A comprehensive glossary of terms used in Edge AI, embedded machine learning, and related fields.
A
Accelerator
Specialized hardware designed to speed up AI computations. Examples include NPUs, TPUs, and GPUs optimized for inference workloads.
Activation Function
A mathematical function applied to neural network outputs (e.g., ReLU, Sigmoid). Edge-optimized models often use simplified activation functions for efficiency.
B
Batch Normalization
A technique to stabilize neural network training. Often fused with other operations during model optimization for edge deployment.
Benchmark
A standardized test to measure and compare the performance of AI hardware or software. MLPerf Tiny is a common edge AI benchmark.
D
Depthwise Separable Convolution
A computationally efficient convolution technique used in mobile architectures like MobileNet. Reduces parameters and operations significantly.
E
Edge Device
Any computing device at the “edge” of a network—smartphones, sensors, wearables, industrial controllers, vehicles, etc.
Embedded ML
Machine learning designed for embedded systems with strict resource constraints. Synonymous with Edge AI in many contexts.
F
Federated Learning
A privacy-preserving approach where models train across multiple edge devices without centralizing data.
FLOPS
Floating Point Operations Per Second. A measure of computational performance.
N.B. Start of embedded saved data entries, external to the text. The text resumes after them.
PR #2844, opened 2025-12-05
feat: support aggregator capabilities in aggregator discovery

jpraynaud:
## Content

This PR includes **support or aggregator capabilities in the aggregator discovery process**.

The capabilities of the discovered aggregators are now available in the CLI output. This command:
```bash
./mithril-client --unstable tools discover-aggregator pre-release-preview
```

Will output:
```bash
Mithril Client CLI version: 0.12.38
+-----------------------------------------------------------------------+--------------------------+-----------------------------------------------------------------------------------------------------------------+
| Aggregator Endpoint                                                   | Aggregate Signature Type | Signed Entity Types                                                                                             |
+-----------------------------------------------------------------------+--------------------------+-----------------------------------------------------------------------------------------------------------------+
| https://aggregator.pre-release-preview.api.mithril.network/aggregator | Concatenation            | MithrilStakeDistribution,CardanoStakeDistribution,CardanoImmutableFilesFull,CardanoDatabase,CardanoTransactions |
+-----------------------------------------------------------------------+--------------------------+-----------------------------------------------------------------------------------------------------------------+
```

## Pre-submit checklist

- Branch
- PR
  - [x] Self-reviewed the diff
  - [x] Reviewer requested

## Issue(s)
Relates to #2726

### DIFF
--- a/internal/mithril-aggregator-discovery/src/capabilities_discoverer.rs
+++ b/internal/mithril-aggregator-discovery/src/capabilities_discoverer.rs
@@ -289,7 +289,7 @@ mod tests {
                 .await
                 .unwrap();
 
-            let next_aggregator = aggregators.next().map(|endpoint| endpoint.into());
+            let next_aggregator = aggregators.next().map(Into::into);
             aggregator_server_mock.assert();
             assert_eq!(
                 Some(AggregatorEndpoint::new(aggregator_server.url("/"))),
--- a/Cargo.lock
+++ b/Cargo.lock
@@ -4015,7 +4015,7 @@ dependencies = [
 
 [[package]]
 name = "mithril-aggregator-discovery"
-version = "0.1.1"
+version = "0.1.2"
 dependencies = [
  "anyhow",
  "async-trait",
@@ -4137,7 +4137,7 @@ dependencies = [
 
 [[package]]
 name = "mithril-client"
-version = "0.13.3"
+version = "0.13.4"
 dependencies = [
  "anyhow",
  "async-trait",
@@ -4176,7 +4176,7 @@ dependencies = [
 
 [[package]]
 name = "mithril-client-cli"
-version = "0.12.41"
+version = "0.12.42"
 dependencies = [
  "anyhow",
  "async-trait",
--- a/internal/mithril-aggregator-discovery/Cargo.toml
+++ b/internal/mithril-aggregator-discovery/Cargo.toml
@@ -1,7 +1,7 @@
 [package]
 name = "mithril-aggregator-discovery"
 description = "Mechanisms to discover aggregators available in a Mithril network."
-version = "0.1.1"
+version = "0.1.2"
 authors.workspace = true
 documentation.workspace = true
 edition.workspace = true
--- a/mithril-client-cli/Cargo.toml
+++ b/mithril-client-cli/Cargo.toml
@@ -1,6 +1,6 @@
 [package]
 name = "mithril-client-cli"
-version = "0.12.41"
+version = "0.12.42"
 description = "A Mithril Client"
 authors = { workspace = true }
 edition = { workspace = true }
--- a/mithril-client/Cargo.toml
+++ b/mithril-client/Cargo.toml
@@ -1,6 +1,6 @@
 [package]
 name = "mithril-client"
-version = "0.13.3"
+version = "0.13.4"
 description = "Mithril client library"
 authors = { workspace = true }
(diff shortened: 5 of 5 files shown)


internal/mithril-aggregator-discovery/src/model.rs
```diff
@@ -43,3 +49,47 @@ impl std::fmt::Display for AggregatorEndpoint {
...
+}
+
+impl TryFrom<AggregatorEndpoint> for AggregatorEndpointWithCapabilities {
+    type Error = StdError;
+
+    fn try_from(endpoint: AggregatorEndpoint) -> Result<Self, Self::Error> {
+        let endpoint_clone = endpoint.clone();
+        let aggregator_capabilities = tokio::task::block_in_place(move || {
+            tokio::runtime::Handle::current()
+                .block_on(async move { endpoint_clone.retrieve_capabilities().await })
```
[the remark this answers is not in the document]
jpraynaud: Fixed

mithril-client-cli/src/commands/tools/aggregator_discovery.rs
```diff
@@ -48,10 +48,28 @@ impl AggregatorDiscoveryCommand {
         } else {
             let lines = lines
                 .into_iter()
-                .map(|endpoint| vec![endpoint.cell()])
+                .map(|endpoint| {
+                    let endpoint_clone = endpoint.clone();
+                    let capabilities = endpoint_clone.capabilities();
```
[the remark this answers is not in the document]
jpraynaud: False positive

internal/mithril-aggregator-discovery/src/model.rs
```diff
@@ -43,3 +49,47 @@ impl std::fmt::Display for AggregatorEndpoint {
...
+        Self { url, capabilities }
+    }
+
+    /// Get the capabilities of the aggregator
+    pub fn capabilities(&self) -> &AggregatorCapabilities {
+        &self.capabilities
+    }
+}
+
+impl TryFrom<AggregatorEndpoint> for AggregatorEndpointWithCapabilities {
```
Alenar, line 71: I think this is dangerous, like Copilot said if called outside of tokio this will panic, instead of implementing `TryFrom` I think it would be better to instead add a `retrieve_capabilities_blocking` to `AggregatorEndpoint` which would be specify to not call it outside of a tokio runtime to avoid panic.

This would still be brittle as this don't change the fact that the capabilities discoverer have to run async code in a non-async method, but would be a avoid a second level of abstraction which hide this fact.

Also it could be interesting to explore using [`Handle::try_current()`](https://docs.rs/tokio/1.49.0/tokio/runtime/struct.Handle.html#method.try_current) to avoid the panic if run outside of a tokio runtime but instead raising an error.

internal/mithril-aggregator-discovery/src/capabilities_discoverer.rs
```diff
@@ -292,7 +289,7 @@ mod tests {
                 .await
                 .unwrap();
 
-            let next_aggregator = aggregators.next();
+            let next_aggregator = aggregators.next().map(|endpoint| endpoint.into());
```
Alenar: _[Nitpick]_ you should be able to also write this conversion like this:
```suggestion
            let next_aggregator = aggregators.next().map(Into::into);
```

Alenar (approved):
LGTM with one caution (see first comment).

Overall I feel that this api is fragile, when reading this PR I see two main problems:
1. usage of async code outside async context because it returns an Iterator (the main problem)
2. the addition of a generic to the `AggregatorDiscoverer` trait, making the api less easy to use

Edge devices typically operate in MFLOPS to GFLOPS range.
I
Inference
Running a trained model to make predictions. Edge AI focuses on efficient inference rather than training.
INT8
Integer 8-bit quantization format that represents values as 8-bit integers instead of 32-bit floats, reducing model size by 4x.
K
Knowledge Distillation
Training a smaller “student” model to replicate the behavior of a larger “teacher” model. Essential for creating edge-deployable models.
L
Latency
Time from input to output. Edge AI typically targets sub-millisecond to tens-of-milliseconds latency.
M
MACs
Multiply-Accumulate Operations. The fundamental operation in neural networks. Edge device capability is often measured in MACs per second.
Microcontroller (MCU)
A compact integrated circuit with processor, memory, and I/O. Common edge AI targets include ARM Cortex-M series.
N
NPU (Neural Processing Unit)
Dedicated processor designed specifically for neural network inference, optimized for matrix operations.
O
ONNX
Open Neural Network Exchange. An open format for representing ML models, enabling interoperability between frameworks.
Operator Fusion
Combining multiple neural network operations into a single optimized kernel to reduce memory transfers.
P
Pruning
Removing unnecessary weights or neurons from a model to reduce size and computation while maintaining accuracy.
Q
Quantization
Reducing the numerical precision of model weights and activations (e.g., float32 to int8) to decrease model size and speed up inference.
Quantization-Aware Training (QAT)
Training that simulates quantization effects, resulting in models that maintain accuracy when quantized.
R
Real-Time Inference
Processing inputs and producing outputs within strict time deadlines, critical for safety and interactive applications.
T
TensorFlow Lite
Google’s framework for deploying ML models on mobile and embedded devices.